Stored items:
PR #791, opened 2023-06-12
Store active directory group ids on user

mec:
We don't want to have to manage user authrorisation ourselves.

When a user is authenticated against the DfE Active Directory, it returns an array of the Group IDs the user is part of. We can leverage this authorise users.

The first step is to store the IDs with the User, we do so here.

We store all the Group IDs in the same column and serialize the result, later we can check which groups we care about.

https://trello.com/c/W1w259AY/1641-store-the-active-directory-group-ids-with-the-user

### DIFF
--- a/app/controllers/sessions_controller.rb
+++ b/app/controllers/sessions_controller.rb
@@ -16,7 +16,7 @@ class SessionsController < ApplicationController
   end
 
   def delete
-    session.destroy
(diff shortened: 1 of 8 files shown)


lozette (approved):
Approved but one non-blocking suggestion: update the user factory to reflect this change to the user model?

> _Assignment_
From the records above, copy every line that holds the word "controllers".

> _Answer area_
--- a/app/controllers/sessions_controller.rb
+++ b/app/controllers/sessions_controller.rb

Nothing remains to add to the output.